DESCRIPTION OF THE TASK:
Reproduce, character for character, the entries from their opening line through the line with "### LINKED ISSUE".

───── EXERCISE DATA

PR #4357, opened 2026-07-24
fix(observe): derive isTaskRoot from dumpsys rootOfTask, not the Hist index

### LINKED ISSUE #4340: fix(observe): GetBackStack infers isTaskRoot from the Hist index instead of dumpsys rootOfTask
Found during a manual-test iteration over `92cd3baa5..main` (HEAD `44f83116b`), verifying [#4273](https://github.com/kaeawc/auto-mobile/pull/4273) / [#4332](https://github.com/kaeawc/auto-mobile/pull/4332).

## Summary

`GetBackStack` derives `isTaskRoot` from the printed history index:

https://github.com/kaeawc/auto-mobile/blob/main/src/features/observe/GetBackStack.ts#L234

```ts
isTaskRoot: histIndex === 0
```

The `Hist #N` index is not a task-root indicator. `dumpsys activity activities` prints the answer explicitly as `rootOfTask=true|false` inside each `ActivityRecord` block, and `rootOfTask` is **never parsed anywhere in `src/`** (`grep -rn rootOfTask src/` returns nothing). The index heuristic disagrees with the device in **both** directions.

## Observed on a live device

Emulator `am-api35-ga-arm64` (API 35), launcher foregrounded. `observe` returned:

```json
"backStack": {
  "currentActivity": { "name": "com.google.android.apps.nexuslauncher.NexusLauncherActivity", "taskId": 29 },
  "activities": [ { "name": "com.google.android.apps.nexuslauncher.NexusLauncherActivity", "taskId": 29, "isTaskRoot": false } ]
}
```

Ground truth from the same `dumpsys activity activities`:

```
* Task{90f2a0f #29 type=home I=com.google.android.apps.nexuslauncher/.NexusLauncherActivity U=0 rootTaskId=1 ... sz=2}
      * Hist  #1: ActivityRecord{1e6036e u0 com.google.android.apps.nexuslauncher/.NexusLauncherActivity t29}
        ...
        rootOfTask=true task=Task{90f2a0f #29 type=home I=com.google.android.apps.nexuslauncher/.NexusLauncherActivity}
```

The activity is the task root (`rootOfTask=true`, and it matches the task header's own `I=` root-intent component), but it prints as `Hist #1`, so the parser reports `isTaskRoot: false`.

## Reproduces on the committed fixtures

This is not a live-device artifact — the captures added by [#4332](https://github.com/kaeawc/auto-mobile/pull/4332) under `test/features/observe/activityActivitiesDumps/` already contain both failure directions. Running the parser over them:

| Fixture | Activity | `Hist #N` | `rootOfTask` (truth) | parsed `isTaskRoot` |
|---|---|---|---|---|
| `api35-home-settings-secondapp.log` | `...nexuslauncher/.NexusLauncherActivity` | `#1` | `true` | **`false`** |
| `api36-home-settings-secondapp.log` | `...nexuslauncher/.NexusLauncherActivity` | `#1` | `true` | **`false`** |
| `api34-home-settings-secondapp.log` | `com.android.settings/.Settings$WifiSettingsActivity` | `#0` | `false` | **`true`** |

So it both misses real task roots (API 35/36) and invents them (API 34). The fixtures are load-bearing for other assertions but nothing currently asserts `isTaskRoot` against `rootOfTask`, which is why the gap survived #4273.

`rootOfTask=` is present in the captures from **API 30 onward** (absent on API 24–29):

```
api24..api29: rootOfTask=true occurrences = 0
api30,31,33,34,35,36: rootOfTask=true occurrences = 4   (api32: 2)
```

## Impact

`isTaskRoot` is user-visible in `observe`'s `backStack.activities[]`. Anything branching on it — deciding whether a back press exits the app vs. pops within the task — gets the wrong answer on the current-generation API levels (34/35/36), which is where most testing happens.

## Suggested fix

Parse `rootOfTask=(true|false)` from within each `ActivityRecord` block and use it as the authoritative value, keeping the `histIndex === 0` result only as the fallback for API ≤ 29 where the field is not printed. The block is already being scanned line-by-line for `packageName=` etc., so this is the same pass; terminate the lookahead at the next `Hist #N:` line so a value never bleeds into the following record.

Secondary: the task header's `I=<component>` gives an independent cross-check for the task root on modern dumps.

## Acceptance

- `isTaskRoot` matches `rootOfTask` for every activity in every fixture that prints the field (API 30–36).
- A regression test asserts that pairing directly off the committed captures, so the API 34 and API 35/36 shapes above are both pinned.
- API 24–29 fixtures keep their current index-derived behavior.

kaeawc:
## Summary

`GetBackStack.parseActivities` derived `isTaskRoot` from the printed `Hist #N` index (`histIndex === 0`), but that index is not a task-root indicator. `dumpsys activity activities` prints the answer explicitly as `rootOfTask=true|false` inside each `ActivityRecord` block from API 30 onward, and the heuristic disagrees with it in both directions on the committed captures. This PR parses that field as the authoritative value in the same line-by-line pass, keeping the index heuristic only as the fallback for API ≤ 29 where the field is not printed. The pending-record reference is cleared at the next `Hist #N:` row or task header, so a value can never bleed into the following record.

## Linked Issue

Closes #4340

## Bug / Regression Context

- **Prior attempts:** [#4273](https://github.com/kaeawc/auto-mobile/pull/4273) / [#4332](https://github.com/kaeawc/auto-mobile/pull/4332) added the real captures but nothing asserted `isTaskRoot` against `rootOfTask`, which is why the gap survived.
- **Observed symptom:** `observe`'s `backStack.activities[]` reported the launcher (`rootOfTask=true`, printed as `Hist #1`) as `isTaskRoot: false` on API 35/36, and `Settings$WifiSettingsActivity` (`rootOfTask=false`, printed as `Hist #0`) as `isTaskRoot: true` on API 34.
- **Repro steps / conditions:** run the parser over the committed fixtures under `test/features/observe/activityActivitiesDumps/` — the new fixture-pairing tests fail on `main` for exactly api34/api35/api36.

## Acceptance criteria → tests

| Criterion | Test |
|---|---|
| `isTaskRoot` matches `rootOfTask` for every activity in every fixture that prints the field (API 30–36) | `GetBackStackRealCaptures.test.ts` — per-fixture "isTaskRoot matches the dump's own rootOfTask field (#4340)": independently extracts the `(Hist → rootOfTask)` pairing from the raw capture and asserts it 1:1 against parsed `activities[]` |
| The API 34 and API 35/36 shapes are both pinned directly off the committed captures | "isTaskRoot vs rootOfTask, exact values (#4340)": api35/api36 launcher `Hist #1` → `true`; api34 `WifiSettingsActivity` `Hist #0` → `false` |
| API 24–29 fixtures keep their current index-derived behavior | Per-fixture "no rootOfTask printed; isTaskRoot stays index-derived (#4340)" asserts the fixture has no `rootOfTask=` and the parsed values equal the index-derived truth |

Plus two synthetic parser tests in `GetBackStackParsing.test.ts`: override in both directions, and no bleed of a `rootOfTask` value into a following record that lacks one.

## Validation

- [x] `scripts/all_fast_validate_checks.sh` passes (`bun run lint` + `bun test`) — via `turbo run lint build test`: 9032 pass / 0 fail
- [x] New code uses interfaces + fakes + FakeTimer; unit tests run in <100ms
- [x] New generic code reuses the standard library or an existing project helper; no new dependencies
- [x] Based on latest `main` (`44f83116b`)

## Follow-ups

- The issue's secondary suggestion — cross-checking the task root against the task header's `I=<component>` — is intentionally not built: `rootOfTask` is authoritative on every fixture that prints it, and a second source of truth adds its own edge cases. Noted here rather than filed, per the issue marking it secondary.

### DIFF
--- a/src/features/observe/GetBackStack.ts
+++ b/src/features/observe/GetBackStack.ts
@@ -267,6 +267,14 @@ export class GetBackStack implements BackStack {
         continue;
       }
 
+      if (HIST_LINE.test(line)) {
+        // A Hist row in a shape parseHistRow does not recognize still starts a
+        // new record, so the previous record's block is over; without this, the
+        // unrecognized record's rootOfTask= would land on the previous activity.
+        openActivity = undefined;
+        continue;
+      }
+
       // The current record's own rootOfTask= field (see ROOT_OF_TASK_LINE).
       const rootOfTask = line.match(ROOT_OF_TASK_LINE);
       if (rootOfTask && openActivity) {
@@ -297,8 +305,10 @@ export class GetBackStack implements BackStack {
     // for the same task ("Task id #N" then "* TaskRecord{... #N ...}"), so the
     // second must resume the first's count rather than restart it.
     const histCounts: Map<number, number> = new Map();
-    // The component of each task's "Hist #0" row. `Hist #0` is the task root
-    // (see #4197), and its "pkg/.Cls" is the same shape legacy `realActivity=`
+    // The component of each task's "Hist #0" row. `Hist #0` is normally the
+    // task root (see #4197; the authoritative rootOfTask= field can disagree
+    // on API 30+, see #4340 -- close enough for the package-name fallback this
+    // feeds), and its "pkg/.Cls" is the same shape legacy `realActivity=`
     // prints. This is the ONLY package source on the modern path (issue #4263):
     // a modern header's `A=` is `Task.affinity`, which is uid-prefixed on
     // Android 11+, is an app-declarable string that need not name a package,
--- a/src/features/observe/GetBackStack.ts
+++ b/src/features/observe/GetBackStack.ts
@@ -118,6 +118,25 @@ const MODERN_TASK_HEADER = /^\s*\*\s*Task\{\S+\s+#(\d+)\b(.*)$/;
 /** "* Hist  #0: ActivityRecord{...}" -- one printed activity. */
 const HIST_LINE = /\bHist\s+#\d+:/;
 
+/**
+ * `rootOfTask=<bool>` out of an ActivityRecord block (issue #4340). Printed by
+ * `ActivityRecord.dump` from API 30 on as its own field line a few lines below
+ * the record's `Hist #N:` row:
+ *
+ *     * Hist  #1: ActivityRecord{c87b532 u0 com.google...nexuslauncher/.NexusLauncherActivity t7}
+ *         ...
+ *         rootOfTask=true task=Task{97acb18 #7 type=home I=...}
+ *
+ * This is the authoritative task-root answer; the `Hist #N` index is not. Real
+ * captures disagree with the index in both directions: the launcher is the root
+ * of its task yet prints as `Hist #1` on API 35/36, and API 34 prints a
+ * `Hist #0` row whose block says `rootOfTask=false`. Anchored to the start of
+ * the line so the inline `task=Task{...}` tail of the same line -- or any other
+ * mention -- cannot match. Absent on API <= 29, where the index heuristic
+ * remains the only source.
+ */
+const ROOT_OF_TASK_LINE = /^\s*rootOfTask=(true|false)\b/;
+
 /** Fields carried by a modern task header line. */
 interface TaskHeaderFields {
   id: number;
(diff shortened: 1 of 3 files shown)


kaeawc:
**Manual-test verification (v0.0.45 → main, `c3994f57c`) — FIXED on device.**

Compared `observe` back-stack output on `emulator-5554` against `dumpsys activity activities`.

- back-stack activities: Settings (task 8) `isTaskRoot:true` and NexusLauncher (task 7) `isTaskRoot:true` — matching their `rootOfTask=true` records.
- Source confirmed: `GetBackStack.ts` parses `rootOfTask=(true|false)` and prefers it over the index-derived `firstHist0`, with comments citing the exact API 34/35/36 cases where `Hist #0` ≠ the true root.

**Result: FIXED.**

──────────

RESULT OF THE EXERCISE:
PR #4357, opened 2026-07-24
fix(observe): derive isTaskRoot from dumpsys rootOfTask, not the Hist index

### LINKED ISSUE #4340: fix(observe): GetBackStack infers isTaskRoot from the Hist index instead of dumpsys rootOfTask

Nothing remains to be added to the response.